Raw data START

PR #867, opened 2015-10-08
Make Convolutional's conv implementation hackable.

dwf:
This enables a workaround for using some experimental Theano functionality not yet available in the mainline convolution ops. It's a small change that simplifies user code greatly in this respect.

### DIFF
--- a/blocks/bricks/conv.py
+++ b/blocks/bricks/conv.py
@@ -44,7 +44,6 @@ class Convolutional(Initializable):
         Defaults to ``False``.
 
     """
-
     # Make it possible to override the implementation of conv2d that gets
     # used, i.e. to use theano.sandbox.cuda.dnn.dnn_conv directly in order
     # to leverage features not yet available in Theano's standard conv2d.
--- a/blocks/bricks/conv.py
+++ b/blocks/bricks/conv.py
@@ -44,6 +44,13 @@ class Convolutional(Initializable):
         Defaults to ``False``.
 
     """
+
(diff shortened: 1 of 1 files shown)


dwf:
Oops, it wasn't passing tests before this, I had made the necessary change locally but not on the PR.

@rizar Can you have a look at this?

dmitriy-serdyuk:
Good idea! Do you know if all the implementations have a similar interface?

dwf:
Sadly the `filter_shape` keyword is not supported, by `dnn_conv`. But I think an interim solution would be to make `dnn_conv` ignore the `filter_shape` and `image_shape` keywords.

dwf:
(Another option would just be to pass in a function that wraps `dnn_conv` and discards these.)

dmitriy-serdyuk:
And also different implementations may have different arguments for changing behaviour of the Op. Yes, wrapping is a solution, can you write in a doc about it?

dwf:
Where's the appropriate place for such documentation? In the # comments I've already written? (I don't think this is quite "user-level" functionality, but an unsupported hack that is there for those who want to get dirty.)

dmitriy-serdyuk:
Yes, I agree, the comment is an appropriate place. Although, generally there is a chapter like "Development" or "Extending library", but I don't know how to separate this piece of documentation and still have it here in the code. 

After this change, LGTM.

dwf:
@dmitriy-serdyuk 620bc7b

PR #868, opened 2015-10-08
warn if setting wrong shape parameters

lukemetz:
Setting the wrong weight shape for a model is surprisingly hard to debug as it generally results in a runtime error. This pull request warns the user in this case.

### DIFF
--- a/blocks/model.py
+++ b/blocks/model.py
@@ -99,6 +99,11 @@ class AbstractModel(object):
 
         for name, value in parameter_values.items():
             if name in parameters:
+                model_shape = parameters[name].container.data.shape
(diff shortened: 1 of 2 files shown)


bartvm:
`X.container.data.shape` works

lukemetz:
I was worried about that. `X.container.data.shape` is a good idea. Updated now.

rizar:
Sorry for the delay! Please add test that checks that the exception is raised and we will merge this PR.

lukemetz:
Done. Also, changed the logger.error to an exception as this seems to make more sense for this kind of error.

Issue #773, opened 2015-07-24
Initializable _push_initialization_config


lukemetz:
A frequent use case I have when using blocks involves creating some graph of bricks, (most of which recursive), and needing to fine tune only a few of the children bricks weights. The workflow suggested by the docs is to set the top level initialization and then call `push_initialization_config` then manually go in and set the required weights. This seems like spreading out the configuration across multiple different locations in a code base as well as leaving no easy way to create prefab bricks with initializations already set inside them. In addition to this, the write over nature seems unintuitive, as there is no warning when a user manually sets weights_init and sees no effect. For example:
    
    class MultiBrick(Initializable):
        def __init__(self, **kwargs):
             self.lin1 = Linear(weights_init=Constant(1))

Raw data END

### Exercise aim:
Single out each line of the records above with the string "rizar" in it, and copy it.

### Response to the task:
@rizar Can you have a look at this?
rizar:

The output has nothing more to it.